A double free occurs when a program attempts to deallocate the same memory address twice. This corrupts the memory allocator's internal bookkeeping, potentially allowing an attacker to overwrite arbitrary memory or execute code. Double frees are most common in C and C++ applications that manually manage memory.
02How It Happens
Memory allocators (like malloc and free) maintain metadata about allocated and freed blocks to track which regions are available for reuse. When free() is called on a pointer, the allocator marks that block as available and updates its internal structures. If the same pointer is freed again without being reallocated in between, the allocator's metadata becomes inconsistent—the same block may be marked as both free and in-use, or linked into the free list twice. This corruption can be exploited to write controlled data into heap structures, potentially overwriting function pointers, virtual method tables, or other critical data.

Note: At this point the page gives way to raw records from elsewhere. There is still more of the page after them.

PR #4361, opened 2025-03-27
[Issue #4010] Enable attachment load+transform by default

### LINKED ISSUE #4010: Make attachment loading job part of normal automated hourly data loading process
### Summary

\

### Acceptance criteria

\

chouinar:
## Summary
Fixes #4010

## Changes proposed
Make the attachment load (Oracle -> our staging table) and transform (staging -> API table) processes on by default

Remove Oracle data copy for tables we no longer use in transformations (historical tables)

## Context for reviewers
Enabling the load + transform is just two config options, one to add the table to the load config, and the other to set the default env var for attachments.

I also cleaned up copy the historical tables over at all as we no longer transform those tables and that's just a waste to continue to copy data we don't plan to use (we should clean those up even more like removing the tables, but that's definitely a much bigger change).

Otherwise just some test additions and fixes.

### DIFF
--- a/api/tests/src/db/models/factories.py
+++ b/api/tests/src/db/models/factories.py
@@ -1333,10 +1333,10 @@ class TsynopsisAttachmentFactory(BaseFactory):
     class Meta:
         abstract = True
 
-    syn_att_id: factory.Sequence(lambda n: n)
-    opportunity_id: factory.Sequence(lambda n: n)
+    syn_att_id = factory.Sequence(lambda n: n)
+    opportunity_id = factory.Sequence(lambda n: n)
     att_revision_number = factory.Faker("random_int", min=1000, max=10000000)
-    att_type: factory.Faker("att_type")
+    att_type = factory.Faker("word")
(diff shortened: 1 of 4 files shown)


api/tests/src/db/models/factories.py
```diff
@@ -1723,6 +1723,14 @@ class StagingTsynopsisAttachmentFactory(TsynopsisAttachmentFactory, AbstractStag
     class Meta:
         model = staging.attachment.TsynopsisAttachment
 
+    @classmethod
+    def _setup_next_sequence(cls):
```
joshtonava, line 1727: For my own notes https://factoryboy.readthedocs.io/en/stable/reference.html#factory.Factory._setup_next_sequence

> This method will compute the first value to use for the sequence counter of this factory.
> It is called when the first instance of the factory (or one of its subclasses) is created.
> Subclasses may fetch the next free ID from the database, for instance.

joshtonava (approved):
👍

The root cause is typically a logic error: a pointer is freed in one code path, then freed again in another (often in cleanup or error-handling code), or a pointer is freed and then dereferenced or freed again without being set to NULL.
03Real-World Impact
Successful exploitation of a double free can lead to heap corruption, denial of service (crash), or arbitrary code execution. An attacker who can trigger a double free and control the timing and content of subsequent allocations may be able to overwrite sensitive data structures in memory, hijack control flow, or execute arbitrary code with the privileges of the affected process.
04Vulnerable & Fixed Patterns
Vulnerable pattern
void process_data(char *buffer) {
char *temp = malloc(256);
strcpy(temp, buffer);
if (strlen(temp) > 100) {
free(temp);
return; // Early exit
}
// ... more processing ...
free(temp); // Double free if early exit was taken
}
Why it's vulnerable: The pointer temp is freed on the early-exit path, but the function also frees it at the end. If the condition is met, free() is called twice on the same address.
<?php
function handle_resource($resource_id) {
$resource = open_resource($resource_id);
if (!validate_resource($resource)) {
close_resource($resource);
return false;
}
process_resource($resource);
close_resource($resource); // May close twice
}
?>
Why it's vulnerable: If validate_resource() fails, the resource is closed, but close_resource() is called again at the end. Depending on the implementation, this could corrupt internal state or cause a crash.
Fixed pattern
<?php
function handle_resource($resource_id) {
$resource = open_resource($resource_id);
if (!validate_resource($resource)) {
close_resource($resource);
return false; // Exit early; don't reach the second close
}
process_resource($resource);
close_resource($resource);
}
?>
05Prevention Checklist
Use automatic memory management — prefer garbage-collected languages or smart pointers (std::unique_ptr, std::shared_ptr in C++) over manual malloc/free.
Set pointers to NULL after freeing — this makes accidental double frees safer (though not a complete fix).
Centralize resource cleanup — use RAII (Resource Acquisition Is Initialization) patterns or try-finally blocks to ensure cleanup happens exactly once.
Code review error paths — carefully trace all exit points (early returns, exceptions, error conditions) to confirm each resource is freed exactly once.
Use static analysis tools — tools like Clang Static Analyzer, Valgrind, or AddressSanitizer can detect double frees during development.
Avoid manual pointer passing — encapsulate resource management in classes or functions with clear ownership semantics.
06Signs You May Already Be Affected
Crashes or segmentation faults in production, especially in cleanup or error-handling code paths, may indicate a double free. Heap corruption warnings from memory debugging tools (Valgrind, AddressSanitizer) are a strong signal. Unexplained memory corruption or heap metadata errors in logs should be investigated.